▶ TASK BRIEF
Copy the lines exactly as they appear, starting with the first line of the records and ending with the line that contains "import org.dolphinemu.dolphinemu.activities.EmulationActivity;".
╭─ DATA RECORDS
PR #8833, opened 2020-05-28
Android: Use DialogFragment for AlertMessage

Ebola16:
Fixes https://bugs.dolphin-emu.org/issues/7988
Fixes https://bugs.dolphin-emu.org/issues/10770

As far as I can tell, this works (even with multiple panic alerts in quick succession) but there are some things that I'm not sure I've done properly:

- ~~Did I properly handle AlertMessages while booting the core?~~
- ~~Since `NativeLibrary.displayAlertMsg` has a lock object, pausing emulation while waiting on the lock would freeze AlertMessages after rotating the screen. As far as I can tell, pausing emulation here seems unnecessary but correct me if I'm wrong.~~

Test case was https://bugs.dolphin-emu.org/issues/11424

### DIFF
--- a/Source/Android/app/src/main/java/org/dolphinemu/dolphinemu/NativeLibrary.java
+++ b/Source/Android/app/src/main/java/org/dolphinemu/dolphinemu/NativeLibrary.java
@@ -8,10 +8,10 @@ package org.dolphinemu.dolphinemu;
 
 import android.util.DisplayMetrics;
 import android.view.Surface;
-
-import androidx.appcompat.app.AlertDialog;
+import android.widget.Toast;
 
 import org.dolphinemu.dolphinemu.activities.EmulationActivity;
+import org.dolphinemu.dolphinemu.dialogs.AlertMessage;
 import org.dolphinemu.dolphinemu.utils.CompressCallback;
 import org.dolphinemu.dolphinemu.utils.Log;
 import org.dolphinemu.dolphinemu.utils.Rumble;
@@ -25,6 +25,9 @@ import java.util.LinkedHashMap;
  */
 public final class NativeLibrary
 {
+  private static final Object sAlertMessageLock = new Object();
+  private static boolean sIsShowingAlertMessage = false;
+
   private static WeakReference<EmulationActivity> sEmulationActivity = new WeakReference<>(null);
 
   /**
@@ -393,6 +396,8 @@ public final class NativeLibrary
    */
   public static native void StopEmulation();
 
+  public static native boolean IsBooting();
+
   public static native void WaitUntilDoneBooting();
 
   /**
@@ -440,8 +445,6 @@ public final class NativeLibrary
 
   public static native void SetObscuredPixelsTop(int height);
 
-  private static boolean alertResult = false;
-
   public static boolean displayAlertMsg(final String caption, final String text,
           final boolean yesNo)
   {
@@ -454,72 +457,55 @@ public final class NativeLibrary
     }
     else
     {
-      // Create object used for waiting.
-      final Object lock = new Object();
-      AlertDialog.Builder builder = new AlertDialog.Builder(emulationActivity,
-              R.style.DolphinDialogBase)
-              .setTitle(caption)
-              .setMessage(text);
-
-      // If not yes/no dialog just have one button that dismisses modal,
-      // otherwise have a yes and no button that sets alertResult accordingly.
-      if (!yesNo)
+      // AlertMessages while the core is booting will deadlock when WaitUntilDoneBooting is called.
+      // Report the AlertMessage text as a toast instead.
+      if (IsBooting())
       {
-        builder
-                .setCancelable(false)
-                .setPositiveButton("OK", (dialog, whichButton) ->
-                {
-                  dialog.dismiss();
-                  synchronized (lock)
-                  {
-                    lock.notify();
-                  }
-                });
+        emulationActivity.runOnUiThread(
+                () -> Toast.makeText(emulationActivity.getApplicationContext(), text,
+                        Toast.LENGTH_LONG)
+                        .show());
       }
       else
       {
-        alertResult = false;
+        sIsShowingAlertMessage = true;
 
-        builder
-                .setPositiveButton("Yes", (dialog, whichButton) ->
-                {
-                  alertResult = true;
-                  dialog.dismiss();
-                  synchronized (lock)
-                  {
-                    lock.notify();
-                  }
-                })
-                .setNegativeButton("No", (dialog, whichButton) ->
-                {
-                  alertResult = false;
-                  dialog.dismiss();
-                  synchronized (lock)
-                  {
-                    lock.notify();
-                  }
-                });
-      }
+        emulationActivity.runOnUiThread(() -> AlertMessage.newInstance(caption, text, yesNo)
+                .show(emulationActivity.getSupportFragmentManager(), "AlertMessage"));
 
-      // Show the AlertDialog on the main thread.
-      emulationActivity.runOnUiThread(builder::show);
-
-      // Wait for the lock to notify that it is complete.
-      synchronized (lock)
-      {
-        try
+        // Wait for the lock to notify that it is complete.
+        synchronized (sAlertMessageLock)
         {
-          lock.wait();
+          try
+          {
+            sAlertMessageLock.wait();
+          }
+          catch (Exception ignored)
+          {
+          }
         }
-        catch (Exception ignored)
+
+        if (yesNo)
         {
+          result = AlertMessage.getAlertResult();
         }
       }
-
-      if (yesNo)
-        result = alertResult;
     }
+    sIsShowingAlertMessage = false;
     return result;
+  }
+
+  public static boolean IsShowingAlertMessage()
+  {
+    return sIsShowingAlertMessage;
+  }
+
+  public static void NotifyAlertMessageLock()
+  {
+    synchronized (sAlertMessageLock)
+    {
+      sAlertMessageLock.notify();
+    }
   }
 
   public static void setEmulationActivity(EmulationActivity emulationActivity)
--- a/Source/Android/app/src/main/java/org/dolphinemu/dolphinemu/NativeLibrary.java
+++ b/Source/Android/app/src/main/java/org/dolphinemu/dolphinemu/NativeLibrary.java
@@ -446,7 +446,7 @@ public final class NativeLibrary
   public static native void SetObscuredPixelsTop(int height);
 
   public static boolean displayAlertMsg(final String caption, final String text,
-          final boolean yesNo)
+          final boolean yesNo, final boolean isWarning)
   {
     Log.error("[NativeLibrary] Alert: " + text);
     final EmulationActivity emulationActivity = sEmulationActivity.get();
@@ -454,6 +454,10 @@ public final class NativeLibrary
     if (emulationActivity == null)
     {
       Log.warning("[NativeLibrary] EmulationActivity is null, can't do panic alert.");
+    }
+    else if (emulationActivity.isIgnoringWarnings() && isWarning)
+    {
+      return true;
     }
     else
     {
@@ -470,8 +474,9 @@ public final class NativeLibrary
       {
         sIsShowingAlertMessage = true;
 
-        emulationActivity.runOnUiThread(() -> AlertMessage.newInstance(caption, text, yesNo)
-                .show(emulationActivity.getSupportFragmentManager(), "AlertMessage"));
+        emulationActivity.runOnUiThread(
+                () -> AlertMessage.newInstance(caption, text, yesNo, isWarning)
+                        .show(emulationActivity.getSupportFragmentManager(), "AlertMessage"));
 
         // Wait for the lock to notify that it is complete.
         synchronized (sAlertMessageLock)
--- a/Source/Android/app/src/main/java/org/dolphinemu/dolphinemu/dialogs/AlertMessage.java
+++ b/Source/Android/app/src/main/java/org/dolphinemu/dolphinemu/dialogs/AlertMessage.java
@@ -17,8 +17,10 @@ public final class AlertMessage extends DialogFragment
   private static final String ARG_TITLE = "title";
   private static final String ARG_MESSAGE = "message";
   private static final String ARG_YES_NO = "yesNo";
+  private static final String ARG_IS_WARNING = "isWarning";
 
-  public static AlertMessage newInstance(String title, String message, boolean yesNo)
+  public static AlertMessage newInstance(String title, String message, boolean yesNo,
+          boolean isWarning)
   {
     AlertMessage fragment = new AlertMessage();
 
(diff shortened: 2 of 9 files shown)


JosJuice:
> Since `NativeLibrary.displayAlertMsg` has a lock object, pausing emulation while waiting on the lock would freeze AlertMessages after rotating the screen. As far as I can tell, pausing emulation here seems unnecessary but correct me if I'm wrong.

Yes, not pausing emulation is probably the best workaround. This is the same issue as with PR #8819.

Source/Android/app/src/main/java/org/dolphinemu/dolphinemu/dialogs/AlertMessage.java
```diff
@@ -0,0 +1,83 @@
...
+      setCancelable(false);
+      builder.setPositiveButton(android.R.string.ok, (dialog, which) ->
+      {
+        dialog.dismiss();
+        NativeLibrary.NotifyLock();
+      });
+    }
+    else
+    {
+      sAlertResult = false;
```
JosJuice, line 61: Is there a reason for this line?

Source/Android/app/src/main/java/org/dolphinemu/dolphinemu/NativeLibrary.java
```diff
@@ -463,74 +466,52 @@ public static boolean displayAlertMsg(final String caption, final String text,
...
+  {
+    return sAlertMessageText;
+  }
+
+  public static boolean IsAlertMessage()
+  {
+    return sIsAlertMessage;
+  }
+
+  public static void NotifyLock()
```
JosJuice, line 507: Maybe it would make sense to specify what this lock is for, like `NotifyAlertMessageLock`. (Same with the actual variable name.)

Source/Android/app/src/main/java/org/dolphinemu/dolphinemu/dialogs/AlertMessage.java
Ebola16: I think if a panic alert sets `sAlertResult` to true, a later panic alert will still return sAlertResult = true if a user backs out of the `yesNo` prompt.

Source/Android/app/src/main/java/org/dolphinemu/dolphinemu/fragments/EmulationFragment.java
```diff
@@ -389,7 +392,22 @@ public synchronized void clearSurface()
           NativeLibrary.WaitUntilDoneBooting();
         }
 
-        NativeLibrary.SurfaceDestroyed();
+        // Handle AlertMessages while booting the core.
+        if (NativeLibrary.IsBooting())
+        {
+          if (NativeLibrary.GetAlertMessageText() != null)
+          {
+            throw new IllegalStateException(NativeLibrary.GetAlertMessageText());
```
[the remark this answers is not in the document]
Ebola16: Yes, I'm not sure the best way to handle this. The choices I thought of were deadlocking for an unknown reason or crashing for a known reason. I also assume panic alerts during core booting indicate major emulation problems anyway. This does fix `AlertMessages` outside of core booting so I think it's a worthwhile change that isn't worse than what we currently have. I'm open to other suggestions though.

Ebola16:
@dolphin-emu-bot rebuild

Source/Android/app/src/main/java/org/dolphinemu/dolphinemu/dialogs/AlertMessage.java
JosJuice: But doesn't every code path that calls `NotifyAlertMessageLock` set `sAlertResult`? So either there is some way to dismiss the alert without calling `NotifyAlertMessageLock`, or there shouldn't be any need for this line.

Source/Android/app/src/main/java/org/dolphinemu/dolphinemu/fragments/EmulationFragment.java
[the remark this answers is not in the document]
JosJuice: I guess the other option would be to dismiss the dialog if you try to rotate the screen while showing an alert message while booting. While it does avoid crashing, it is a bit odd, so I'm not sure if it's actually better...

I guess either a crash or what I mentioned would be okay, but you should leave a comment about it in either case (either about this crash being intentional, or about why we dismiss the dialog).

Source/Core/Core/Core.cpp
```diff
@@ -170,6 +170,11 @@ void DisplayMessage(std::string message, int time_in_ms)
   OSD::AddMessage(std::move(message), time_in_ms);
 }
 
+bool IsBooting()
+{
+  return (s_is_booting.IsSet() || !s_hardware_initialized);
```
JosJuice, line 175:
```suggestion
  return s_is_booting.IsSet() || !s_hardware_initialized;
```

Also, `WaitUntilDoneBooting` should be made to call this function.

Source/Android/app/src/main/java/org/dolphinemu/dolphinemu/fragments/EmulationFragment.java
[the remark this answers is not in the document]
JosJuice: Also, if you're going to have it crash, it probably makes more sense to always include "Attempted to destroy surface while booting the core" in the exception message (perhaps with the alert message text appended), since the error that causes the alert message to be shown is not in itself the reason why we are crashing.

Source/Android/app/src/main/java/org/dolphinemu/dolphinemu/dialogs/AlertMessage.java
Ebola16: It turns out directly copying the old code into the DialogFragment didn't handle the case of backing out of a `yesNo` prompt, which never notified the lock. I removed the extra `sAlertResult` and made `yesNo` prompts not cancelable too. This makes sense since users can rapidly tap and accidentally dismiss the prompt.

Source/Android/app/src/main/java/org/dolphinemu/dolphinemu/fragments/EmulationFragment.java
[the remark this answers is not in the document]
Ebola16: I tried another idea. Instead of deadlocking or crashing the emulator, we can simply end emulation. The AlertMessage has been replaced with a log error and toast. Hopefully this won't cause unforeseen problems.

Source/Android/app/src/main/java/org/dolphinemu/dolphinemu/dialogs/AlertMessage.java
JosJuice: Sounds good to me.

Source/Android/app/src/main/java/org/dolphinemu/dolphinemu/fragments/EmulationFragment.java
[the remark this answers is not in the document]
Ebola16: I also moved the `R.string.emulation_touch_button_help` toast to only run once during emulation. This will prevent it from reappearing when other toasts are displayed.

Source/Android/app/src/main/java/org/dolphinemu/dolphinemu/fragments/EmulationFragment.java
```diff
@@ -389,7 +392,32 @@ public synchronized void clearSurface()
...
+            Toast.makeText(context, alertMessageError, Toast.LENGTH_LONG).show();
+          }
+          else
+          {
+            String generalError = "Attempted to destroy surface while booting the core.";
+
+            Log.error("[EmulationFragment] " + generalError);
+            Toast.makeText(context, generalError, Toast.LENGTH_LONG).show();
+          }
+          stop();
```
JosJuice, line 414: Are you sure that calling `StopEmulation` while booting works correctly? This seems very fishy to me.

Source/Android/app/src/main/java/org/dolphinemu/dolphinemu/fragments/EmulationFragment.java
```diff
@@ -389,7 +392,32 @@ public synchronized void clearSurface()
           NativeLibrary.WaitUntilDoneBooting();
         }
 
-        NativeLibrary.SurfaceDestroyed();
+        // AlertMessages while booting the core will dereference nullptr. Silently dismissing
```
JosJuice, line 395: I don't understand how that would lead to a nullptr dereference. Could you clarify the comment with e.g. where we get the nullptr dereference?

Source/Android/app/src/main/java/org/dolphinemu/dolphinemu/fragments/EmulationFragment.java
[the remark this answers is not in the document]
JosJuice: Ending emulation is also kinda weird, but I guess it's no worse than crashing.

What about just turning the alert message into a toast and then calling `WaitUntilDoneBooting` as usual, without stopping emulation or anything?

Source/Android/app/src/main/java/org/dolphinemu/dolphinemu/fragments/EmulationFragment.java
JosJuice: If you're referring to the same nullptr dereference as in the comment above, you should write that we can't call `WaitUntilDoneBooting` if we get an alert message while booting rather than just writing that we will dereference nullptr.

Source/Android/app/src/main/java/org/dolphinemu/dolphinemu/fragments/EmulationFragment.java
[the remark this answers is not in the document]
Ebola16: If `WaitUntilDoneBooting` is called instead of stopping emulation, we'll get the deadlock. I think that is the least appealing option of deadlock vs. crash vs. ending emulation. Still debating if I should go back to crashing the emulatior as I'm also not certain of the safety of stopping emulation either.

Source/Android/app/src/main/java/org/dolphinemu/dolphinemu/fragments/EmulationFragment.java
Ebola16: Yes, I was referring to the same nullptr dereference.

Source/Android/app/src/main/java/org/dolphinemu/dolphinemu/fragments/EmulationFragment.java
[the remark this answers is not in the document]
JosJuice: > If `WaitUntilDoneBooting` is called instead of stopping emulation, we'll get the deadlock.

Yes, unless we release the lock first. My suggestion is that we dismiss the dialog and release the lock, and then show a toast.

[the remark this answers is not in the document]
JosJuice: I just realized that regardless of what we do about this case, we're still going to get a deadlock in the case where we get an alert message after `WaitUntilDoneBooting` already has been called... I wonder if we maybe just should show all alert messages that are triggered when booting as toasts without even attempting to use a proper dialog.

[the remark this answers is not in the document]
Ebola16: I could use the new `NativeLibrary.IsBooting` check to handle alert messages differently during core boot. Just to clarify, this PR doesn't deadlock with alert messages after core boot because it skips calling `WaitUntilDoneBooting` for `AlertMessages`.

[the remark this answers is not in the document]
JosJuice: Yes, there is no problem after we're done booting.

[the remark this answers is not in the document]
Ebola16: Moving the implementation of `IsBooting` and making alert messages toasts while the core is booting seems to be a good solution here. Hopefully this version does the trick!

Ebola16:
Thanks for the help! This PR went in directions I didn't expect.

Ebola16:
Minor typo fix. I accidentally called the "AlertMessage" a "Panic Alert" in `NativeLibrary`.

Ebola16:
Can this be merged?

Source/Android/app/src/main/java/org/dolphinemu/dolphinemu/dialogs/AlertMessage.java
```diff
@@ -71,6 +75,17 @@ public Dialog onCreateDialog(Bundle savedInstanceState)
                 NativeLibrary.NotifyAlertMessageLock();
               });
     }
+
+    if (isWarning)
+    {
+      builder.setNeutralButton("IGNORE FOR THIS SESSION", (dialog, which) ->
```
JosJuice, line 81: This string should be in a resources file and should not be in allcaps.

Source/Android/jni/MainAndroid.cpp
```diff
@@ -146,14 +146,14 @@ void Host_TitleChanged()
...
-static bool MsgAlert(const char* caption, const char* text, bool yes_no, Common::MsgType /*style*/)
+static bool MsgAlert(const char* caption, const char* text, bool yes_no, Common::MsgType style)
 {
   JNIEnv* env = IDCache::GetEnvForThread();
 
   // Execute the Java method.
   jboolean result = env->CallStaticBooleanMethod(
       IDCache::GetNativeLibraryClass(), IDCache::GetDisplayAlertMsg(), ToJString(env, caption),
-      ToJString(env, text), yes_no ? JNI_TRUE : JNI_FALSE);
+      ToJString(env, text), yes_no ? JNI_TRUE : JNI_FALSE, style == Common::MsgType::Warning);
```
JosJuice, line 156: I don't know if having the style affect the behavior of the panic alert is a good idea or not. It would be better if this commit could be split into another PR so that the merge of the other fixes in this PR aren't blocked by this question being open.

JosJuice: Actually nevermind lol we already do this in Qt. So I guess it's fine

Source/Android/app/src/main/java/org/dolphinemu/dolphinemu/NativeLibrary.java
```diff
@@ -478,76 +481,64 @@ public static boolean displayAlertMsg(final String caption, final String text,
     {
       Log.warning("[NativeLibrary] EmulationActivity is null, can't do panic alert.");
     }
+    else if (emulationActivity.isIgnoringWarnings() && isWarning)
+    {
+      return false;
```
JosJuice, line 486: To be consistent with DolphinQt, this should return true.

Source/Android/app/src/main/java/org/dolphinemu/dolphinemu/dialogs/AlertMessage.java
Ebola16: The string is converted to all caps when displayed but I now use a string resource that matches Qt.

JosJuice:
Well, it seems like nobody else is going to review this...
╰─
▶ RESPONSE AREA
PR #8833, opened 2020-05-28
Android: Use DialogFragment for AlertMessage

Ebola16:
Fixes https://bugs.dolphin-emu.org/issues/7988
Fixes https://bugs.dolphin-emu.org/issues/10770

As far as I can tell, this works (even with multiple panic alerts in quick succession) but there are some things that I'm not sure I've done properly:

- ~~Did I properly handle AlertMessages while booting the core?~~
- ~~Since `NativeLibrary.displayAlertMsg` has a lock object, pausing emulation while waiting on the lock would freeze AlertMessages after rotating the screen. As far as I can tell, pausing emulation here seems unnecessary but correct me if I'm wrong.~~

Test case was https://bugs.dolphin-emu.org/issues/11424

### DIFF
--- a/Source/Android/app/src/main/java/org/dolphinemu/dolphinemu/NativeLibrary.java
+++ b/Source/Android/app/src/main/java/org/dolphinemu/dolphinemu/NativeLibrary.java
@@ -8,10 +8,10 @@ package org.dolphinemu.dolphinemu;
 
 import android.util.DisplayMetrics;
 import android.view.Surface;
-
-import androidx.appcompat.app.AlertDialog;
+import android.widget.Toast;
 
 import org.dolphinemu.dolphinemu.activities.EmulationActivity;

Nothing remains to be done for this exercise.